明治6年1月22日 華士族家督相続法が発せられる(初めての成文法。華族と士族のみ適用)

明治6年7月22日 華士族家督相続法改正(原則として長男が家督相続人となる)

明治8年5月15日 華士族家督相続法が平民にも適用されることになる

明治31年7月16日 旧民法施行(長男の家督相続が原則とされる)

昭和22年5月3日 「民法の応急的措置に関する法律(応急措置法)」が施行
         (戸主や家督相続がなくなる、配偶者が常に相続人となる、相続人の順位変更)

昭和23年1月1日 新民法が施行

昭和37年7月1日 新民法の改正法が施行(第1順位の相続人が直系卑属から「子」へと変更)

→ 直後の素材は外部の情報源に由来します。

PR #2940, opened 2019-08-07
Alternative scheduling for new tasks

TomAugspurger:
Rather than placing new tasks with no dependencies on the first
idle worker, we try placing them on a worker executing tasks they're
a co-dependency with. This helps to reduce memory usage of graphs like

```
        a-1   a-2  a-3   a-4  a-5  a-6
          \    |    /     \    |    /
              b-1             b-2
```

This is meant to address #2602. Will require some testing

I'm writing up a bunch of benchmarks on synthetic workloads now. Will try out on some real workloads as well.

### DIFF
--- a/distributed/scheduler.py
+++ b/distributed/scheduler.py
@@ -3596,6 +3596,84 @@ class Scheduler(ServerNode):
                 pdb.set_trace()
             raise
 
+    def decide_worker_initial(self, ts: TaskState) -> WorkerState:
+        r"""
+        Decide the worker to assign a task to.
+
+        Parameters
+        ----------
+        ts : TaskState
+            This is a ready task that has no dependencies.
+
+        Returns
+        -------
+        WorkerState
+
+        Notes
+        -----
+        This prioritizes scheduling a task on a worker executing tasks that we're
+        a sibling dependency with.
+
+        Consider the following task graph (read top to bottom)
+
+        ::
+
+            a-1  a-2  a-3  a-4
+             \   /     \   /
+              b-1       b-2
+
+        If we have
+
+        * Two workers: `A` and `B`
+        * Task `a-1` is running on worker `A`
+        * We're currently scheduling task `a-2`
+
+        we'll choose to schedule `a-2` it on worker `A` as well because that will
+        minimize communication when `b-1` is eventually scheduled.
+
+        When we dont have any sibling tasks running, we assign `ts` to an idle worker,
+        or a worker with occupancy / a relatively low number of tasks.
+
+        See Also
+        --------
+        decide_worker
+        worker_objective
+        transition_waiting_processing
+        """
+        worker = None
+        # the config is just for ease of testing / benchmarking. Will remove
+        if dask.config.get("distributed.scheduler.lump_tasks", default=True):
+            for dts in ts.dependents:
+                # Figure out where my siblings are running. Note that we
+                # stop as soon as we find *a* sibling running *somewhere*.
+                # If time weren't an issue, we might find the worker with the
+                # most siblings. But that's expensive.
+                #
+                for sts in dts.dependencies:
+                    if sts.processing_on:
+                        # c[sts.processing_on] += 1
+                        worker = sts.processing_on
+                        break
+                    if sts.who_has:
+                        worker = random.choice(sts.who_has)
+                        break
+
+        if worker:
+            # ((worker, n_tasks),) = c.most_common(1)
+            return worker
+        elif self.idle:
+            if len(self.idle) < 20:  # smart but linear in small case
+                worker = min(self.idle, key=operator.attrgetter("occupancy"))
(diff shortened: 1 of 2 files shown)


distributed/scheduler.py
```diff
@@ -3596,6 +3596,84 @@ def transition_no_worker_waiting(self, key):
...
+        worker = None
+        # the config is just for ease of testing / benchmarking. Will remove
+        if dask.config.get("distributed.scheduler.lump_tasks", default=True):
+            for dts in ts.dependents:
+                # Figure out where my siblings are running. Note that we
+                # stop as soon as we find *a* sibling running *somewhere*.
+                # If time weren't an issue, we might find the worker with the
+                # most siblings. But that's expensive.
+                #
+                for sts in dts.dependencies:
```
mrocklin: There are several situations where a single task has very many dependents.  In these cases I think that we'll hit N^2 scaling and bring things down.

mrocklin: What about cases where we don't have siblings, but cousins n'th removed

```
a1
|
a2    b1
 \   /
   c
```

distributed/scheduler.py
```diff
@@ -3596,6 +3596,84 @@ def transition_no_worker_waiting(self, key):
...
+        This prioritizes scheduling a task on a worker executing tasks that we're
+        a sibling dependency with.
+
+        Consider the following task graph (read top to bottom)
+
+        ::
+
+            a-1  a-2  a-3  a-4
+             \   /     \   /
+              b-1       b-2
```
mrocklin: Note that all ascii art diagrams in the codebase so far have computation going from bottom to top.  This is also the way that visualize works.

mrocklin:
A long while ago we used to schedule things differently if they call came in in the same batch.  We wouldn't do things one by one, we would take all of the initially free tasks, sort them by their dask.order value, and then partition them among the workers in that order.  This worked well because nodes that have similar ordering values are likely to be closely related.

However this works poorly if...
-  There are *many* leaves and our sorting algorithm is O(nlogn)
-  New tasks come in that aren't part of this
-  These tasks actually all have a single dependency
-  The workers have some pre-existing load that we want to take into account
-  Our graph isn't just a big collections computation, but the ordering between tasks is really important, and so we want to highly prioritize the tasks that ordering suggests we prioritize by moving them to all of the workers rather than on one.

distributed/scheduler.py
TomAugspurger: Yes, my initial got a full count of where each of our co-dependencies was running. That blew up very quickly. The early `break` once we find a co-dependency was a first attempt to avoid that.

mrocklin:
As an aside, a common cause of the graphs that you're dealing with come from, I think, not doing high-level-graph fusion aggressively enough.  I think that if we had data ingestion operations fused as we currently fuse blockwise that this situation would occur much less frequently.  This is a less general solution, but handling it well would be an unambiguous benefit, while core scheduling always has tradeoffs.  

I don't know the exact operation that you're trying to deal with, but it might be better handled by bringing operations like read_parquet, from_array, and others, under the Blockwise banner.

TomAugspurger:
> A long while ago we used to schedule things differently if they call came in in the same batch. We wouldn't do things one by one, we would take all of the initially free tasks, sort them by their dask.order value, and then partition them among the workers in that order.

That's interesting to hear. I briefly looked into trying to fix things earlier on since it's so hard to satisfy the "schedule co-dependencies together" goal this late in the scheduling process (at the single-task level).  I didn't explore it much, since it seems to go against how things are done currently.

>  I think that if we had data ingestion operations fused as we currently fuse blockwise that this situation would occur much less frequently.

Does too aggressive of fusion have a negative impact when you have multiple threads per worker?  e.g. with


```
             b-1                b-2
          /  / \  \          /  / \  \
         /  |   |  \        /  |   |  \
       a-1 a-2 a-3 a-4    a-5 a-6 a-7 a-8
```

we might want to ensure that `a-1` through `a-4` end up on the same machine, but we might not want to fuse them.

---

I'll look into blockwise a bit. Perhaps updating Xarray's `open_mfdataset` to use it would yield some improvements.

distributed/scheduler.py
TomAugspurger: This approach won't help in that case (I think `a-1` and `b-1` are niblings 😄).

mrocklin:
> Does too aggressive of fusion have a negative impact when you have multiple threads per worker? e.g. with

Maybe,  but it's not common with collections (which is where we'll get high level blockwise fusion), where we commonly have far more partitions than we have threads.

> I'll look into blockwise a bit. Perhaps updating Xarray's open_mfdataset to use it would yield some improvements.

The challenge is that blockwise currently expects to operate on Dask collections.  There isn't a clean way of using it to start up a new graph.

TomAugspurger:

昭和56年1月1日 新民法の改正法が施行(配偶者と第1順位以下の相続人の相続分の割合変更、兄弟姉妹が相続人である場合の代襲相続人が兄弟姉妹の子までに制限された)

平成25年9月4日 最高裁大法廷決定(嫡出子と非嫡出子の相続分の区別は平成13年7月当時には違憲状態にあった旨の判決)→平成25年12月11日に民法が改正されるが、平成13年7月1日から適用される運用となる。

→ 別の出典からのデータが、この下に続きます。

PR #2944, opened 2019-08-09
Add GPUCurrentLoad dashboard plots

mrocklin:
A first step towards fixing https://github.com/rapidsai/dask-cuda/issues/36

### DIFF
--- a/distributed/dashboard/scheduler.py
+++ b/distributed/dashboard/scheduler.py
@@ -1651,28 +1651,7 @@ class BokehScheduler(BokehServer):
 
         self.server_kwargs["prefix"] = prefix or None
 
-        self.apps = {
-            "/system": systemmonitor_doc,
-            "/stealing": stealing_doc,
-            "/workers": workers_doc,
-            "/events": events_doc,
-            "/counters": counters_doc,
-            "/tasks": tasks_doc,
-            "/status": status_doc,
-            "/profile": profile_doc,
-            "/profile-server": profile_server_doc,
-            "/graph": graph_doc,
-            "/individual-task-stream": individual_task_stream_doc,
-            "/individual-progress": individual_progress_doc,
-            "/individual-graph": individual_graph_doc,
-            "/individual-profile": individual_profile_doc,
-            "/individual-profile-server": individual_profile_server_doc,
-            "/individual-nbytes": individual_nbytes_doc,
-            "/individual-cpu": individual_cpu_doc,
-            "/individual-nprocessing": individual_nprocessing_doc,
-            "/individual-workers": individual_workers_doc,
-        }
-
+        self.apps = applications
         self.apps = {k: partial(v, scheduler, self.extra) for k, v in self.apps.items()}
 
         self.loop = io_loop or scheduler.loop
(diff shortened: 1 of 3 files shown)


pentschev:
A bit of an unrelated question, but I thought you wanted to keep GPU-specific code mostly out of dask/distributed. This is just for my own understanding, what's the current policy on whether GPU code should go in here rather than dask-cuda?

mrocklin:
It's a good question.  I could imagine moving this around later in the future.

There was some non-trivial amount of work to make the dashboarding general enough to take information like this.  I was also able to find a way to keep things nicely separate.  I also have decent confidence that this code won't need much experimentation in the future, and will be low churn.

mrocklin:
For example, we defined `cuda_serialize` in distributed because the code changes needed for it are mostly the same as the code changes needed for `dask_serialize`.  The infrastructure is there.  Things like the dask-cuda-worker code is changing rapidly enough that I'd prefer to keep it external for a while.  I could imagine moving it in once it's more stable.

pentschev:
Ok, makes sense. Thanks for the clarifications @mrocklin .

Now going back to this PR, would you like me to test it out and review it?

mrocklin:
Review would be welcome

distributed/dashboard/scheduler.py
```diff
@@ -1701,3 +1680,33 @@ def listen(self, *args, **kwargs):
...
+    "/individual-nprocessing": individual_nprocessing_doc,
+    "/individual-workers": individual_workers_doc,
+}
+
+try:
+    import pynvml  # noqa: 1708
+except ImportError:
+    pass
+else:
+    from . import nvml  # noqa: 1708
```
pentschev: I don't really understand, why are the imports needed? They don't seem to be used anywhere in this PR.

distributed/dashboard/tests/test_scheduler_bokeh.py
```diff
@@ -54,22 +55,8 @@ def test_simple(c, s, a, b):
...
-        "individual-task-stream",
-        "individual-progress",
-        "individual-graph",
-        "individual-nbytes",
-        "individual-nprocessing",
-        "individual-profile",
-    ]:
-        response = yield http_client.fetch("http://localhost:%d/%s" % (port, suffix))
+    for suffix in applications:
+        response = yield http_client.fetch("http://localhost:%d%s" % (port, suffix))
```
pentschev: This can be primarily a matter of personal preference, but wouldn't it make more sense to keep the format `%d/%s` and remove the `/` prefix from the strings in `applications`? My reasoning for that is that we can never append a string to the port without the `/`, so I think it makes this more error prone (if someone adds a new suffix and forgets the `/`).

pentschev:
It looks good to me, I added a couple of minor comments. I don't have experience with bokeh, superficially it looks fine for me, but maybe someone else with bokeh experience could take a look at that, otherwise, good to be merged by me.

distributed/dashboard/scheduler.py
mrocklin: They import the `nvml` module, which modifies the `applications` dictionary as a side effect.

distributed/dashboard/tests/test_scheduler_bokeh.py
mrocklin: Perhaps, but I wasn't strongly confident about why the leading slash was present in applications to begin with, and so I decided that that choice should be made in another PR.  

Paths in web servers are sometimes odd, especially when using prefixes.  I'd rather just make the one change to avoid confusion.

distributed/dashboard/scheduler.py
pentschev: I see, thanks for clarifying!

distributed/dashboard/tests/test_scheduler_bokeh.py
pentschev: Sounds good, thanks for the info.

pentschev:
LGTM, looking forward to see this being used by more people!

第3 明治31年7月16日~昭和22年5月2日までの間に開始した相続(旧民法)【戦前】

 旧民法は「家」を中心としており、家長である「戸主」とそれ以外の「家族」により構成されています。戸主について死亡、隠居等の事由が生じた場合は、家督相続が開始します。家督相続が開始すると、家督相続人が新戸主となり、前戸主の有した一切の権利義務を承継することになります(旧民法986条)。また、系譜、祭具及び墳墓の所有権は、家督相続の特権に属します(旧民法987条)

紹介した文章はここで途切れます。